Когда явился генерал-прокурор, аббат Сестили, все присутствовавшие встали со своих мест со знаками глубочайшего почтения; это была почесть, возданная не столько его сану, сколько его личному достоинству.

Дюбура же, хотя его и очень хорошо знали, приветствовали, правда, вежливо, но холодно и несколько свысока; в нем видели только свидетеля, от которого вправе требовать несколько интересных, относящихся к делу показаний.

Заняв свое место, аббат обратился к Помору, известнейшему хирургу в городе, и спросил его:

-- Исследовали ли вы, милостивый государь, этих трех несчастных? Что вы нашли у них? Нельзя ли передать нам добытые вами о них сведения?
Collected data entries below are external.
Issue #89, opened 2016-08-18
Upgrade to lodash 4.x


shamasis:
Will also cause #88 to go through.
Migration is needed as 4.x is not fully compatible with 3.x
https://github.com/lodash/lodash/wiki/Migrating

PR #110, opened 2016-09-12
Bumped Lodash to v4

kunagpal:
Takes care of #89 

* Replaced JSHint and JSCS with ESLint and it's plugins
* Replaced deprecated method calls from Lodash v3 by their v4 equivalents
* Updated test config to work with ESLint
* Minor code style changes across the project


lib/collection/cookie.js
```diff
@@ -267,11 +270,11 @@ _.extend(Cookie, /** @lends Cookie */ {
         key = split[0].trim();
         value = (split[1]) ? split[1].trim() : true;
 
-        if (_.isString(value) && '"' === value[0]) {
+        if (_.isString(value) && value[0] === QUOT) {
```
czardoz: Can we call it "QUOTE"?

lib/collection/cookie.js
```diff
@@ -267,11 +270,11 @@ _.extend(Cookie, /** @lends Cookie */ {
...
             value = value.slice(1, -1);
         }
 
-        return { key: key, value: value };
+        return {key: key, value: value};
```
czardoz: @shamasis, is this the new ESLint configuration? I rather like the spaces there.

lib/collection/property-list.js
```diff
@@ -155,34 +160,35 @@ _.extend(PropertyList.prototype, /** @lends PropertyList.prototype */ {
...
-        var match; // to be used if predicate is an ID
+        var match, // to be used if predicate is an ID
+            list = this;
 
-        !context && (context = this);
+        !context && (context = list);
         // if predicate is id, then create a function to remove that from array
         if (_.isString(predicate)) {
-            (match = this.one(predicate)) && (predicate = function (item) {
+            (match = list.one(predicate)) && (predicate = function (item) {
```
czardoz: Like we discussed the other day, this pattern can cause potential memory leaks. While it's not better or worse than a `.bind()`, there is no reason to change this here.

lib/collection/property-list.js
```diff
@@ -155,34 +160,35 @@ _.extend(PropertyList.prototype, /** @lends PropertyList.prototype */ {
...
-                    delete this.reference[index];
+                if ((index = item[list._postman_propertyIndexKey]) && (index = String(index))) {
+                    list._postman_propertyIndexCaseInsensitive && (index = index.toLowerCase());
+                    delete list.reference[index];
                 }
                 delete item[__PARENT]; // unlink from its parent
                 return true;
             }
-        }, this);
+        });
```
czardoz: Use a `.bind()` at this place. That is what the old code used to do, and there's no reason to change it now.

lib/collection/property-list.js
```diff
@@ -229,25 +235,29 @@ _.extend(PropertyList.prototype, /** @lends PropertyList.prototype */ {
      * Iterate on each item of this list
      */
     each: function (iterator, context) {
-        _.each(this.members, iterator, context || this.__parent);
+        _.forEach(this.members, iterator.bind(context || this));
```
czardoz: You're not binding the correct thing here. Look at the diff again.

lib/collection/property-list.js
```diff
@@ -229,25 +235,29 @@ _.extend(PropertyList.prototype, /** @lends PropertyList.prototype */ {
...
     },
 
     /**
-     * @param {Function} rule
+     * @param {Function} iterator
      */
-    filter: function (rule, context) {
-        return _.filter(this.members, rule, context);
+    filter: function (iterator, context) {
+        return _.filter(this.members, iterator.bind(context || this));
```
czardoz: Do not introduce changes, the old code does not do a `||`.

lib/collection/property-list.js
```diff
@@ -229,25 +235,29 @@ _.extend(PropertyList.prototype, /** @lends PropertyList.prototype */ {
...
      * Find an item within the item group
      *
-     * @param {Function} rule
+     * @param {Function} iterator
      * @param {Object} [context]
      * @returns {Item|ItemGroup}
      */
-    find: function (rule, context) {
-        return _.find(this.members, rule, context);
+    find: function (iterator, context) {
```
czardoz: Do not introduce changes, the old code does not do a `||` for context binding, and neither does it check whether the argument is a function.

lib/collection/property-list.js
```diff
@@ -257,8 +267,7 @@ _.extend(PropertyList.prototype, /** @lends PropertyList.prototype */ {
      * @param context Optional context, defaults to the PropertyList itself.
      */
     map: function (iterator, context) {
-        !context && (context = this);
-        return _.map(this.members, iterator, context);
+        return _.map(this.members, iterator.bind(context || this));
```
czardoz: No `||`.

lib/collection/property.js
```diff
@@ -52,8 +53,9 @@ _.inherit((
              * @note The property can also be present in the `postman_id` meta in case it is not specified in the
              * object. An auto-generated property is used wherever one is not specified
              */
-            id: src.id || (this._ ? this._['postman_id'] : undefined),
-            /*jshint +W069 */
+            id: src.id || (this._ ? this._postman_id : undefined),
```
czardoz: Why is this changed? /cc @shamasis

lib/collection/property.js
```diff
@@ -172,6 +175,7 @@ _.extend(Property, /** @lends Property */ {
      * @returns {Object}
      */
     replaceSubstitutionsIn: function (obj, variables, mutate) {
+        var self = this;
```
czardoz: Use a `.bind()`, since that's the old behavior.

lib/collection/property.js
```diff
@@ -180,9 +184,17 @@ _.extend(Property, /** @lends Property */ {
         // convert the variables to a substitutor object (will not reconvert if already substitutor)
         variables = Substitutor.box(variables, Substitutor.DEFAULT_VARS);
 
-        return _.merge(mutate ? obj : {}, obj, function (objectValue, sourceValue) {
-            return _.isString(sourceValue) ?  this.replaceSubstitutions(sourceValue, variables) : undefined;
-        }, this);
+        return _.mergeWith(mutate ? obj : {}, obj, function customizer(objectValue, sourceValue) {
+            if (!_.isString(sourceValue)) {
```
czardoz: Can you add a test case for this with a very deeply nested object containing a mixture of Arrays and other objects?

lib/collection/query-param.js
```diff
@@ -136,7 +138,7 @@ _.extend(QueryParam, /** @lends QueryParam */ {
         if (!obj) { return ''; }
         var unparsed = obj.key || '';
         // if the value is not null, then we add the value
-        (obj.value != null) && (unparsed += ('=' + (obj.value || '')));
+        (obj.value !== null) && (obj.value !== undefined) && (unparsed += ('=' + (obj.value || '')));
```
czardoz: No changes in behavior please. Add a `todo` if you think this is incorrect, and we'll take it up in a future PR.

lib/collection/request-auth.js
```diff
@@ -207,12 +215,12 @@ _.extend(RequestAuth, /** @lends RequestAuth */ {
             // todo: should we throw an error?
             return request;
         }
-        return handler.authorize.call(handler, request);
+        return handler.authorize(request);
```
czardoz: Why is this changed?

lib/collection/request-auth/oauth1.js
```diff
@@ -103,16 +105,14 @@ module.exports = {
                 system: true
             });
         }
+        else if (_.isString(request.method) && request.method.match(MATCH_PUTPOST) &&
```
czardoz: Not necessary to refactor code here. Revert this, and add a todo if you think this needs a change. We'll take it up in a future PR.

lib/collection/request-auth/oauth1.js
```diff
@@ -103,16 +105,14 @@ module.exports = {
...
+                (request.body && request.body.mode === RequestBody.MODES.urlencoded)) {
+            _.forEach(signatureParams, function (param) {
+                request.body.urlencoded.add(param);
+            });
+        }
         else {
-            if (/PUT|POST/.test(request.method) &&
```
czardoz: Reinstate this code and ensure that the only changes in this file are space removals inside objects.

lib/collection/response.js
```diff
@@ -17,22 +17,27 @@ var util = require('../util'),
...
     DOT = '.',
+
     /**
      * @private
      * @const
      * @type {string}
      */
     DEFAULT_RESPONSE_FILENAME = 'response',
 
+    MATCH_KNOWM_RESPONSE_ENCODING = /^(gzip|deflate)$/,
```
czardoz: Typo in the variable name.

lib/collection/response.js
```diff
@@ -170,14 +177,15 @@ _.extend(Response.prototype, /** @lends Response.prototype */ {
      * @todo write unit tests
      */
     mime: function (contentType, contentDisposition) {
-        var detected = fileType(this.stream || this.body), // detect the mime from response body
+        var self = this,
```
czardoz: Unnecessary

lib/collection/response.js
```diff
@@ -170,14 +177,15 @@ _.extend(Response.prototype, /** @lends Response.prototype */ {
...
+            detected = fileType(self.stream || self.body), // detect the mime from response body
             source = 'forced',
             mime;
 
         // if no overrides provided, we take the values from headers
-        !contentDisposition && (contentDisposition = this.headers.one('content-disposition'));
+        !contentDisposition && (contentDisposition = self.headers.one('content-disposition'));
```
czardoz: No need for `self` here

lib/collection/response.js
```diff
@@ -215,8 +223,8 @@ _.extend(Response.prototype, /** @lends Response.prototype */ {
         }
 
         // we create the body string first from stream and then fallback to body
-        return 'data:' + mime._sanitisedContentType + ';base64, ' + (((this.stream != null) &&
-            util.bufferOrArrayBufferToBase64(this.stream)) || ((this.body != null) && util.btoa(this.body)) || E);
```
czardoz: Is this necessary?

lib/collection/response.js
```diff
@@ -230,7 +238,8 @@ _.extend(Response.prototype, /** @lends Response.prototype */ {
             contentLength = Header.headerValue(this.headers, 'Content-Length');
 
         // if 'Content-Length' header is present and encoding is of type gzip/deflate
-        if (contentLength && /^(gzip|deflate)$/.test(contentEncoding) && util.isNumeric(contentLength)) {
+        if (contentLength && _.isString(contentEncoding) && contentEncoding.match(MATCH_KNOWM_RESPONSE_ENCODING) &&
```
czardoz: Typo in the variable name

lib/collection/url.js
```diff
@@ -144,36 +152,36 @@ _.extend(Url.prototype, /** @lends Url.prototype */ {
...
         }
 
         if (this.host) {
-            rawUrl = rawUrl + this.getHost();
+            rawUrl += this.getHost();
         }
 
         if (this.port) {
-            rawUrl = rawUrl + ':' + this.port.toString();
+            rawUrl += (':' + this.port.toString(options));
```
czardoz: Where did the options come from?

lib/collection/url.js
```diff
@@ -208,8 +216,10 @@ _.extend(Url.prototype, /** @lends Url.prototype */ {
      * @returns {String}
      */
     getQueryString: function (options) {
-        if (this.query.count()) {
-            return QueryParam.unparse(this.query.all(), options);
+        var self = this;
```
czardoz: Pointless

lib/collection/url.js
```diff
@@ -144,36 +152,36 @@ _.extend(Url.prototype, /** @lends Url.prototype */ {
      *
      * @returns {string}
      */
-    toString: function () {
+    toString: function (options) {
```
czardoz: Revert all changes in this function, they're not needed.

lib/collection/request-auth.js
shamasis: This was a redundant .call. Eslint recommended this change afaik.

lib/collection/query-param.js
shamasis: This is same behaviour na? Except that eslint did not suggest to use !=

lib/collection/cookie.js
shamasis: Yes. I felt icky too and then was wondering that this was present in other places. I agree that we should go to one with spaces.

lib/collection/property-list.js
shamasis: This is okay. I am not sure the old code was correct. We should keep the old code and add add a todo saying to check whether it's a bug in old code.

lib/collection/property-list.js
shamasis: This change should ideally not cause any issue. What I would rather love is that code is modified to not do binding at all in case context is falsey. That should make things performant.

lib/collection/property.js
shamasis: Good find. Seems that this is a bug introduced. It appears that the reference branch commit has been directly merged instead of being used as a reference.

lib/collection/request-auth/oauth1.js
shamasis: This was marked as dead block by eslint. And it seems rightly so.

lib/collection/response.js
shamasis: 👍🏼

lib/collection/response.js
shamasis: Eslint recommendation to not use !=. I always felt that != null should be allowed. 😕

Спрошенный слегка поклонился седобородому священнослужителю и, обратившись к собранию, стал говорить:

-- Милостивые государи! Вследствие требования высоко достопочтенного судилища, чтобы мы высказали свое мнение по поводу трех убийств, коих достойные всякого сожаления жертвы мы видим перед собой, мы все пришли, касательно способа, коим совершено преступление, к тому заключению, что смерть этих трех особ причинена посредством режущего орудия, а именно так называемого скотобойного ножа. Ошибка в этом отношении невозможна. Но это еще не все. Я и мои сотоварищи в отношении дочери согражданина нашего Минса открыли новое преступление, которое омерзительнее тройного убийства.

Он на минуту остановился, чтобы перевести дух.
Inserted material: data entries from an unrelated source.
PR #112, opened 2016-09-13
Added `hawk` to GreenKeeper ignore

kunagpal:


shamasis:
@czardoz - why are we ignoring hawk updates?

shamasis:
Exactly the reason why we need PRs to have extended description

kunagpal:
@shamasis `hawk` versions beyond the current one `v3.1.3` introduce a breaking change, to which @czardoz can add more context. We end up rejecting Greenkeeper pull requests related to `hawk` anyway, as builds keep breaking.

Дюбур, внимательно следивший за словами знаменитого хирурга, быстро вскочил со своего места и воскликнул в смущении:

-- Как, милостивый государь? Новое преступление, и над бедной Юлией? Что же это такое?

-- Тише, господин Дюбур! -- остановил его председатель строгим голосом. -- Вы должны только слушать, а не задавать вопросы.
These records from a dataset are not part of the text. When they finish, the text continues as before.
PR #113, opened 2016-09-15
Feature/oauth1 empty parameters

czardoz:
The parameter that controls the behavior of empty parameters in OAuth 1.0 signing was not being respected previously. Now it is.


czardoz:
Companion changes in `node-oauth1`: https://github.com/postmanlabs/node-oauth1/commit/6bc1f3b544d74dbcbfe284a4ef7982da4171709f

@shamasis

SamvelRaja:
@czardoz Can we have tests for this?

czardoz:
@SamvelRaja There's no easy way to verify generated OAuth signatures, so we rely on integration tests in the app and Newman.

This change works with our OAuth1 endpoint (on echo) and twitter OAuth.

PR #114, opened 2016-09-15
Added leviathan JSON test

kunagpal:


test/functional/complex-property.test.js
```diff
@@ -0,0 +1,72 @@
+var expect = require('expect.js'),
```
czardoz: Please move this inside `property.test.js`

kunagpal: Okay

Молодой человек молча снова занял свое место. Но можно было заметить, что его покоробило от полученного выговора.

-- Можно просить вас продолжать? -- обратился председатель к хирургу.

Этот последний поспешил исполнить требование.

-- Труп убитой мы подвергли тщательному исследованию, -- говорил он, -- и это исследование доставило нам неоспоримое доказательство, что убийца, перед тем как убить свою жертву, изнасиловал ее. Несчастная старалась защититься от нападения, но преступник сжал ей горло, что доказывается видимыми на нем темно-синими пятнами и отпечатком ногтей. Вследствие этого она пришла в бессознательное состояние, и гнусный злодей легко привел в исполнение свое омерзительное намерение.

Крик сильнейшего негодования, величайшего отвращения вырвался у всех присутствующих, и подобно электрической искре перешел к собравшемуся на улице народу, который, не подозревая, истинной причины этого крика, думал, что в доме нашли четвертый труп и по этому поводу разразился также криками.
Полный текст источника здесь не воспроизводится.